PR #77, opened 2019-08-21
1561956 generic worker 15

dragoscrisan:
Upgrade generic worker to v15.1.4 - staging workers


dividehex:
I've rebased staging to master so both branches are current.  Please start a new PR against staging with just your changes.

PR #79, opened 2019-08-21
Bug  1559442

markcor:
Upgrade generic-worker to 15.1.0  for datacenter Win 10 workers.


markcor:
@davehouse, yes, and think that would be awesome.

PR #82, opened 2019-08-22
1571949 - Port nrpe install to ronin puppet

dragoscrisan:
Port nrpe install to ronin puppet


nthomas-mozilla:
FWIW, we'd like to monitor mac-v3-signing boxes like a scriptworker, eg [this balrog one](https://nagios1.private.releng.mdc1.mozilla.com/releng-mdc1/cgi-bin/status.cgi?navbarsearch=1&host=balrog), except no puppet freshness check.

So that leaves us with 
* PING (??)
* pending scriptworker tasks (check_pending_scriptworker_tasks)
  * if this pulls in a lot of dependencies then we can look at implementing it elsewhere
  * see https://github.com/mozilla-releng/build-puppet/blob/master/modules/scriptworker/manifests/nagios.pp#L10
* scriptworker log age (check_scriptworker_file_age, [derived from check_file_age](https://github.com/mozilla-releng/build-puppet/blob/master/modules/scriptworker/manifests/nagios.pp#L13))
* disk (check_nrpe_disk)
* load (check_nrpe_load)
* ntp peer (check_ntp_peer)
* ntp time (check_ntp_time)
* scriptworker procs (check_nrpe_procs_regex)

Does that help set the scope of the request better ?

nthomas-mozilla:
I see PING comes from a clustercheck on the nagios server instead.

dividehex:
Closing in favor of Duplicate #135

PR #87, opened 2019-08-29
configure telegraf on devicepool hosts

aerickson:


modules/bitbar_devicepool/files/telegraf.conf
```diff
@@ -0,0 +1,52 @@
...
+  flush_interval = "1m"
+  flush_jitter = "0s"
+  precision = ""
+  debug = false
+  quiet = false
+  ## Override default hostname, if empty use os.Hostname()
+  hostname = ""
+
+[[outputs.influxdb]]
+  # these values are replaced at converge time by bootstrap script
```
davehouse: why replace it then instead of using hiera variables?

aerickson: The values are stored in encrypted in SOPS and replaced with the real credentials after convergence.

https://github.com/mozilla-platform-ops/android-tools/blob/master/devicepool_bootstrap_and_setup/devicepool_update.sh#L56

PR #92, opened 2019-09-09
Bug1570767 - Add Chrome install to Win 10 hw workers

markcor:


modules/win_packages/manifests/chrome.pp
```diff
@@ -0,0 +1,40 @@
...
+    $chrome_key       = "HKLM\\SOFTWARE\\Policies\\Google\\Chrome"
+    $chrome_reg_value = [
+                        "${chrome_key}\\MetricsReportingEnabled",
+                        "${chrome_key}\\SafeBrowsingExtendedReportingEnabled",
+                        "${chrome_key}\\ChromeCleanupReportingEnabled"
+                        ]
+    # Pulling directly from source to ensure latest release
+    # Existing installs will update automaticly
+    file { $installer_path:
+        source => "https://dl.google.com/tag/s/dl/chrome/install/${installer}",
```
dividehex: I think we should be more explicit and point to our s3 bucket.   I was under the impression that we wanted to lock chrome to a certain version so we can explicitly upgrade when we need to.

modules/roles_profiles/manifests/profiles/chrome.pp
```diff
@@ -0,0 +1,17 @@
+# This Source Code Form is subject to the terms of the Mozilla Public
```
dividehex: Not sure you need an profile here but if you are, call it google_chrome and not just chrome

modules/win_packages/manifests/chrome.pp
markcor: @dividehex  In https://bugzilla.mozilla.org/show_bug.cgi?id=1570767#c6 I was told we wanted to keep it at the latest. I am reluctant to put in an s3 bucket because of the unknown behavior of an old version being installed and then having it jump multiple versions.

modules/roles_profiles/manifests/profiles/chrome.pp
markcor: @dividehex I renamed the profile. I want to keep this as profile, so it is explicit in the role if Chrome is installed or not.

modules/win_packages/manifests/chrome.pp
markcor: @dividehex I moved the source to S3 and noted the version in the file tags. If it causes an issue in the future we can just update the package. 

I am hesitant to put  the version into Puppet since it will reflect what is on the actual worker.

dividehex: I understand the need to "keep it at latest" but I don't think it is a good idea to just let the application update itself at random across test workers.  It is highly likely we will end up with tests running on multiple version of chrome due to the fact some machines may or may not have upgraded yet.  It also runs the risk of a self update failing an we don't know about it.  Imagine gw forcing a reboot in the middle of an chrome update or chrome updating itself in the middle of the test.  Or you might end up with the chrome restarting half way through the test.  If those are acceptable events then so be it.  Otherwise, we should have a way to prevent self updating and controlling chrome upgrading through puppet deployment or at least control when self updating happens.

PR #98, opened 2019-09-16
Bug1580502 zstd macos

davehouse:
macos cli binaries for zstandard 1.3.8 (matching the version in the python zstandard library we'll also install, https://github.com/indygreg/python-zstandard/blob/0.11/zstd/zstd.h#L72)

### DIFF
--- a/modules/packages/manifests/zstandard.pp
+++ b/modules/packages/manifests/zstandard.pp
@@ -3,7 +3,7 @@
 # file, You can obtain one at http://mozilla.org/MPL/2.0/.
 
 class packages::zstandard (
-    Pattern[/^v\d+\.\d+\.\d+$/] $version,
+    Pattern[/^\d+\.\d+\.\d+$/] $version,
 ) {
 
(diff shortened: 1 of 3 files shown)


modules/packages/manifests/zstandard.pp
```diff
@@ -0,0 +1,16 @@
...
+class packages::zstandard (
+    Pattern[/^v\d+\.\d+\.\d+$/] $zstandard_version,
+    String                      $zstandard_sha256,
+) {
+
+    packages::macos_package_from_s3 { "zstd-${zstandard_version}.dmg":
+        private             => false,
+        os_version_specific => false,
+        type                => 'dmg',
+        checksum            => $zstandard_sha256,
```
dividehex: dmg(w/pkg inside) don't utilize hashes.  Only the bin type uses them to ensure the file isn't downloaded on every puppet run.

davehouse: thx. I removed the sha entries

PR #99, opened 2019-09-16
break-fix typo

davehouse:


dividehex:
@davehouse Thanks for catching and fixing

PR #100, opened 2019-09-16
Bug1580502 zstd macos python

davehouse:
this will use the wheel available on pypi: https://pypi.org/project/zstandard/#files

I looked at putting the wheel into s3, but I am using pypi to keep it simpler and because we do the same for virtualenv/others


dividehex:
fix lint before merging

### Exercise brief
What is needed is a word-for-word restatement of all the data.

### Answer box
PR #77, opened 2019-08-21
1561956 generic worker 15

dragoscrisan:
Upgrade generic worker to v15.1.4 - staging workers


dividehex:
I've rebased staging to master so both branches are current.  Please start a new PR against staging with just your changes.

PR #79, opened 2019-08-21
Bug  1559442

markcor:
Upgrade generic-worker to 15.1.0  for datacenter Win 10 workers.


markcor:
@davehouse, yes, and think that would be awesome.

PR #82, opened 2019-08-22
1571949 - Port nrpe install to ronin puppet

dragoscrisan:
Port nrpe install to ronin puppet


nthomas-mozilla:
FWIW, we'd like to monitor mac-v3-signing boxes like a scriptworker, eg [this balrog one](https://nagios1.private.releng.mdc1.mozilla.com/releng-mdc1/cgi-bin/status.cgi?navbarsearch=1&host=balrog), except no puppet freshness check.

So that leaves us with 
* PING (??)
* pending scriptworker tasks (check_pending_scriptworker_tasks)
  * if this pulls in a lot of dependencies then we can look at implementing it elsewhere
  * see https://github.com/mozilla-releng/build-puppet/blob/master/modules/scriptworker/manifests/nagios.pp#L10
* scriptworker log age (check_scriptworker_file_age, [derived from check_file_age](https://github.com/mozilla-releng/build-puppet/blob/master/modules/scriptworker/manifests/nagios.pp#L13))
* disk (check_nrpe_disk)
* load (check_nrpe_load)
* ntp peer (check_ntp_peer)
* ntp time (check_ntp_time)
* scriptworker procs (check_nrpe_procs_regex)

Does that help set the scope of the request better ?

nthomas-mozilla:
I see PING comes from a clustercheck on the nagios server instead.

dividehex:
Closing in favor of Duplicate #135

PR #87, opened 2019-08-29
configure telegraf on devicepool hosts

aerickson:


modules/bitbar_devicepool/files/telegraf.conf
```diff
@@ -0,0 +1,52 @@
...
+  flush_interval = "1m"
+  flush_jitter = "0s"
+  precision = ""
+  debug = false
+  quiet = false
+  ## Override default hostname, if empty use os.Hostname()
+  hostname = ""
+
+[[outputs.influxdb]]
+  # these values are replaced at converge time by bootstrap script
```
davehouse: why replace it then instead of using hiera variables?

aerickson: The values are stored in encrypted in SOPS and replaced with the real credentials after convergence.

https://github.com/mozilla-platform-ops/android-tools/blob/master/devicepool_bootstrap_and_setup/devicepool_update.sh#L56

PR #92, opened 2019-09-09
Bug1570767 - Add Chrome install to Win 10 hw workers

markcor:


modules/win_packages/manifests/chrome.pp
```diff
@@ -0,0 +1,40 @@
...
+    $chrome_key       = "HKLM\\SOFTWARE\\Policies\\Google\\Chrome"
+    $chrome_reg_value = [
+                        "${chrome_key}\\MetricsReportingEnabled",
+                        "${chrome_key}\\SafeBrowsingExtendedReportingEnabled",
+                        "${chrome_key}\\ChromeCleanupReportingEnabled"
+                        ]
+    # Pulling directly from source to ensure latest release
+    # Existing installs will update automaticly
+    file { $installer_path:
+        source => "https://dl.google.com/tag/s/dl/chrome/install/${installer}",
```
dividehex: I think we should be more explicit and point to our s3 bucket.   I was under the impression that we wanted to lock chrome to a certain version so we can explicitly upgrade when we need to.

modules/roles_profiles/manifests/profiles/chrome.pp
```diff
@@ -0,0 +1,17 @@
+# This Source Code Form is subject to the terms of the Mozilla Public
```
dividehex: Not sure you need an profile here but if you are, call it google_chrome and not just chrome

modules/win_packages/manifests/chrome.pp
markcor: @dividehex  In https://bugzilla.mozilla.org/show_bug.cgi?id=1570767#c6 I was told we wanted to keep it at the latest. I am reluctant to put in an s3 bucket because of the unknown behavior of an old version being installed and then having it jump multiple versions.

modules/roles_profiles/manifests/profiles/chrome.pp
markcor: @dividehex I renamed the profile. I want to keep this as profile, so it is explicit in the role if Chrome is installed or not.

modules/win_packages/manifests/chrome.pp
markcor: @dividehex I moved the source to S3 and noted the version in the file tags. If it causes an issue in the future we can just update the package. 

I am hesitant to put  the version into Puppet since it will reflect what is on the actual worker.

dividehex: I understand the need to "keep it at latest" but I don't think it is a good idea to just let the application update itself at random across test workers.  It is highly likely we will end up with tests running on multiple version of chrome due to the fact some machines may or may not have upgraded yet.  It also runs the risk of a self update failing an we don't know about it.  Imagine gw forcing a reboot in the middle of an chrome update or chrome updating itself in the middle of the test.  Or you might end up with the chrome restarting half way through the test.  If those are acceptable events then so be it.  Otherwise, we should have a way to prevent self updating and controlling chrome upgrading through puppet deployment or at least control when self updating happens.

PR #98, opened 2019-09-16
Bug1580502 zstd macos

davehouse:
macos cli binaries for zstandard 1.3.8 (matching the version in the python zstandard library we'll also install, https://github.com/indygreg/python-zstandard/blob/0.11/zstd/zstd.h#L72)

### DIFF
--- a/modules/packages/manifests/zstandard.pp
+++ b/modules/packages/manifests/zstandard.pp
@@ -3,7 +3,7 @@
 # file, You can obtain one at http://mozilla.org/MPL/2.0/.
 
 class packages::zstandard (
-    Pattern[/^v\d+\.\d+\.\d+$/] $version,
+    Pattern[/^\d+\.\d+\.\d+$/] $version,
 ) {
 
(diff shortened: 1 of 3 files shown)


modules/packages/manifests/zstandard.pp
```diff
@@ -0,0 +1,16 @@
...
+class packages::zstandard (
+    Pattern[/^v\d+\.\d+\.\d+$/] $zstandard_version,
+    String                      $zstandard_sha256,
+) {
+
+    packages::macos_package_from_s3 { "zstd-${zstandard_version}.dmg":
+        private             => false,
+        os_version_specific => false,
+        type                => 'dmg',
+        checksum            => $zstandard_sha256,
```
dividehex: dmg(w/pkg inside) don't utilize hashes.  Only the bin type uses them to ensure the file isn't downloaded on every puppet run.

davehouse: thx. I removed the sha entries

PR #99, opened 2019-09-16
break-fix typo

davehouse:


dividehex:
@davehouse Thanks for catching and fixing

PR #100, opened 2019-09-16
Bug1580502 zstd macos python

davehouse:
this will use the wheel available on pypi: https://pypi.org/project/zstandard/#files

I looked at putting the wheel into s3, but I am using pypi to keep it simpler and because we do the same for virtualenv/others


dividehex:
fix lint before merging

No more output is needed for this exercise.